GrASP: Gradient-Based Affordance Selection for Planning
This addresses a key bottleneck in scaling planning methods to large-scale RL problems with continuous actions, though it appears incremental as it builds on existing planning and affordance concepts.
The paper tackles the challenge of planning in continuous action spaces for reinforcement learning by introducing a gradient-based method to select a small number of actions or options for tree-search planning, showing that this approach can outperform model-free RL.

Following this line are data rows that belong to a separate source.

PR #270, opened 2021-07-09
W9015: "provider" missing in parameter documentation 

nalraajan:
### Summary
W9015: "provider" missing in parameter documentation 

### Details and comments
The provider parameter of _init_ function is not documented


woodsp-ibm:
Hi, thanks for fixing this. Someone commented the other day in Qiskit Slack workspace (https://qiskit.slack.com/archives/CB6C24TPB/p1625581496374900). They were also confused by the fact that `provider` is optional, less so by `backend` I think, though the same really applies, I think what might be helpful in the documentation too is to state that they are optional here to allow the program to be created without either, but both must be provided later, via their respective setters, in order that the program will run. Failure to do so will raise an error that it is not set.

nalraajan:
Thank you @woodsp-ibm. I will fix these kind of issues in code base and raise the PR for same.

pbark (approved):

pbark:
Hi @nalraajan! LGTM! In view that changes mentioned from @woodsp-ibm are pending in other repos, I think we can merge this PR now! Thank you!

PR #2613, opened 2026-03-23
fix(static-verifier): remove redundant reduce

shuklaayush:
`reduce_assigned_limb_to_babybear` already reduces all samples


zlangley (approved):
Ah, I did this on `feat/sdk-evm` too, but not sure when we will merge that.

Planning with a learned model is arguably a key component of intelligence. There are several challenges in realizing such a component in large-scale reinforcement learning (RL) problems. One such challenge is dealing effectively with continuous action spaces when using tree-search planning (e.g., it is not feasible to consider every action even at just the root node of the tree). In this paper we present a method for selecting affordances useful for planning -- for learning which small number of actions/options from a continuous space of actions/options to consider in the tree-expansion process during planning. We consider affordances that are goal-and-state-conditional mappings to actions/options as well as unconditional affordances that simply select actions/options available in all states. Our selection method is gradient based: we compute gradients through the planning procedure to update the parameters of the function that represents affordances. Our empirical work shows that it is feasible to learn to select both primitive-action and option affordances, and that simultaneously learning to select affordances and planning with a learned value-equivalent model can outperform model-free RL.